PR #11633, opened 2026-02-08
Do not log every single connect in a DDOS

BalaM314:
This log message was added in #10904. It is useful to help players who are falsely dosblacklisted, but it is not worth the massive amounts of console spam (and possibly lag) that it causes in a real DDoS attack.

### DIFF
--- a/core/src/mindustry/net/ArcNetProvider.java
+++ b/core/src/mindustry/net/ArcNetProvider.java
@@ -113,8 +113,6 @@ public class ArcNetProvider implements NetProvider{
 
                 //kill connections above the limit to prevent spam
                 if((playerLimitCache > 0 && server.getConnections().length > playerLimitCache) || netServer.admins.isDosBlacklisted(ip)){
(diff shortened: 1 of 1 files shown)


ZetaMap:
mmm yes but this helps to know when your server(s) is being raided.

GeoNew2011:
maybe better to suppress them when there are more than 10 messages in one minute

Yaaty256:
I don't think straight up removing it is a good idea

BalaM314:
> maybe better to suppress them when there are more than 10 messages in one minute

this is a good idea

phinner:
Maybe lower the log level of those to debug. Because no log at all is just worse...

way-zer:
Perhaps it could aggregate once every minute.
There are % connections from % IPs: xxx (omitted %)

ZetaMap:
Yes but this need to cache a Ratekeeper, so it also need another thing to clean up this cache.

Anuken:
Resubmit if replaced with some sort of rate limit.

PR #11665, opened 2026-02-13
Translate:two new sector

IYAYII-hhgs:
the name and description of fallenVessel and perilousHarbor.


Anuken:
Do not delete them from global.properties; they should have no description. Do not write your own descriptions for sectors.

◇ ◇ ◇

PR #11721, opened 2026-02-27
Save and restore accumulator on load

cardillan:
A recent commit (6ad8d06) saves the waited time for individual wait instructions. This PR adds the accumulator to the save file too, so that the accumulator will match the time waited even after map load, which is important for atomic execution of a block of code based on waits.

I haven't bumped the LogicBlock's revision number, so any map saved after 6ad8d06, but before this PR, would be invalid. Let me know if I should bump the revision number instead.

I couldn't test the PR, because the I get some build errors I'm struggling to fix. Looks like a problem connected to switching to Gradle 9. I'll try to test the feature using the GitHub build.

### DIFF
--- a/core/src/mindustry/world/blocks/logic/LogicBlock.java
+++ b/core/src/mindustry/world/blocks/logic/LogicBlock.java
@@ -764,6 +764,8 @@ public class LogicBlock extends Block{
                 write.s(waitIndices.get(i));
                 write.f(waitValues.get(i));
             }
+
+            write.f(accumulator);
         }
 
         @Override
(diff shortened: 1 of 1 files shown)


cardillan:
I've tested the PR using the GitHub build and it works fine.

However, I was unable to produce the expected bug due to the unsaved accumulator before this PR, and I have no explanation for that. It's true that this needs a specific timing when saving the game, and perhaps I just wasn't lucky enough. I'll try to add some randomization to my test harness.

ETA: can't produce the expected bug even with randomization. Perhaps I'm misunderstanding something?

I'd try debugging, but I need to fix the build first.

◇ ◇ ◇

=== Task goal ===
Whenever the word "world" shows up in a line of the entries, copy that line.

=== Solution to the problem ===
--- a/core/src/mindustry/world/blocks/logic/LogicBlock.java
+++ b/core/src/mindustry/world/blocks/logic/LogicBlock.java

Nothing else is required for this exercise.